* WHAT YOU ARE ASKED TO DO
Check each line of the data below for the word "release", then extract the ones that have it.

* AVAILABLE DATA
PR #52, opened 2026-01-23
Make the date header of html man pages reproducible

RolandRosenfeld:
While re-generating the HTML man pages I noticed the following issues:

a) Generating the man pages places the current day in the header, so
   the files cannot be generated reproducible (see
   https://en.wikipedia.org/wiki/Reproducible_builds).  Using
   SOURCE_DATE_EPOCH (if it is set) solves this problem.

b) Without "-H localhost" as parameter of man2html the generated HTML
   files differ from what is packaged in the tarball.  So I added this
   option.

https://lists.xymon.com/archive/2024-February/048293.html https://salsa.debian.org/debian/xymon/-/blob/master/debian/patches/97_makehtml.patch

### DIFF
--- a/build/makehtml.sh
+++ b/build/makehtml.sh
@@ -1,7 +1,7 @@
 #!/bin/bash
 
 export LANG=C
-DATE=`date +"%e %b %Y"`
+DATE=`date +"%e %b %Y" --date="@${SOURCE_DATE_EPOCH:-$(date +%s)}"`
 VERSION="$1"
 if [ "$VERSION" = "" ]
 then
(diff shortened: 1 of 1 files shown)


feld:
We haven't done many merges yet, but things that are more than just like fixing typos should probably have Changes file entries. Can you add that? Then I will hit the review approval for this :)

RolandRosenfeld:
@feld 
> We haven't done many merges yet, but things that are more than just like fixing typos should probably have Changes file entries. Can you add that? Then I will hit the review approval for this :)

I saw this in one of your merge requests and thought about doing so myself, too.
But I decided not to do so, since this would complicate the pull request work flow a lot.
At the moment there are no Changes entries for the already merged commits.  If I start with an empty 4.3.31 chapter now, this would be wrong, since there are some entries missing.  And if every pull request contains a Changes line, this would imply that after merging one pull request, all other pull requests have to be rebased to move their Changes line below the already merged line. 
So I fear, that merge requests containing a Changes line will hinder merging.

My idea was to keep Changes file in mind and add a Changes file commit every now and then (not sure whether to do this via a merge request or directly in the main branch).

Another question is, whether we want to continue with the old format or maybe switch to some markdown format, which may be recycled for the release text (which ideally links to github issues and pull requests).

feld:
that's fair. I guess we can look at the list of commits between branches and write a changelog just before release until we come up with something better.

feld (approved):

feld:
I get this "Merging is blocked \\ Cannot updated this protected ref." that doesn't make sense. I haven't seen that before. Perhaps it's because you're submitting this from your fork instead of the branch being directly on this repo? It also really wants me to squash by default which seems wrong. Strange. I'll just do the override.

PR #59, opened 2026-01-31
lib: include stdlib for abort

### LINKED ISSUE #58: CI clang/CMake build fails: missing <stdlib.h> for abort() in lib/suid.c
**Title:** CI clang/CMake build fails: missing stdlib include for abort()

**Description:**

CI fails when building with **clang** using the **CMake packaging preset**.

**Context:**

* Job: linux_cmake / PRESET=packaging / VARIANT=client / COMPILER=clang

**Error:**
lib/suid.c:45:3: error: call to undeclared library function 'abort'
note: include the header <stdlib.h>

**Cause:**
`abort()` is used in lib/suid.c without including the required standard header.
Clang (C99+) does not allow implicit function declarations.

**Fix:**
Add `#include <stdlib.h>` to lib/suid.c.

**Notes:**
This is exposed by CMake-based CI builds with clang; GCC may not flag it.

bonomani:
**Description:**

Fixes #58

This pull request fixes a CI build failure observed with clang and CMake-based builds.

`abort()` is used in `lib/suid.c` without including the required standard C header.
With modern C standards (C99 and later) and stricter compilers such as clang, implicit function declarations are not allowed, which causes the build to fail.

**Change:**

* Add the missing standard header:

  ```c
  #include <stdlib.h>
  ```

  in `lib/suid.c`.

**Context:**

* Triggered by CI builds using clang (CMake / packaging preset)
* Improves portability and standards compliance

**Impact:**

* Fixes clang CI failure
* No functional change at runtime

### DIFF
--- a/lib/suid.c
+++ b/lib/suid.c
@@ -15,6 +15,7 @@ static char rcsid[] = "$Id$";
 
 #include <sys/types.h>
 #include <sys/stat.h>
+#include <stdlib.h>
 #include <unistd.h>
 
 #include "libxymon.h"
---
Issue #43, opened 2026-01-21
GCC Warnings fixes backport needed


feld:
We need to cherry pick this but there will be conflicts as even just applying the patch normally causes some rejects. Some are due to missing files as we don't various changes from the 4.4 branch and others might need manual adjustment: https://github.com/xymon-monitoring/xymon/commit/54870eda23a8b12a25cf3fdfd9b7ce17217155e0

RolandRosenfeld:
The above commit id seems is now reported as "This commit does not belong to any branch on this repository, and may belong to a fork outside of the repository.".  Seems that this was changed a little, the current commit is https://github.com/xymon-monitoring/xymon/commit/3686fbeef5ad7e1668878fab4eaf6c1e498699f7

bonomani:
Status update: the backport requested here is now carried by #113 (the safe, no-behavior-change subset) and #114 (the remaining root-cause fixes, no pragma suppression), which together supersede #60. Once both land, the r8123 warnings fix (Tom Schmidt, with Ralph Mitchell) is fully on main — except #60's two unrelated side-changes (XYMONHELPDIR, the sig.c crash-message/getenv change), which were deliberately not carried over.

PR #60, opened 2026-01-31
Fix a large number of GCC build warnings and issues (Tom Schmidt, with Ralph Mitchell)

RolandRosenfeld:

* ANSWER BELOW
Another question is, whether we want to continue with the old format or maybe switch to some markdown format, which may be recycled for the release text (which ideally links to github issues and pull requests).
that's fair. I guess we can look at the list of commits between branches and write a changelog just before release until we come up with something better.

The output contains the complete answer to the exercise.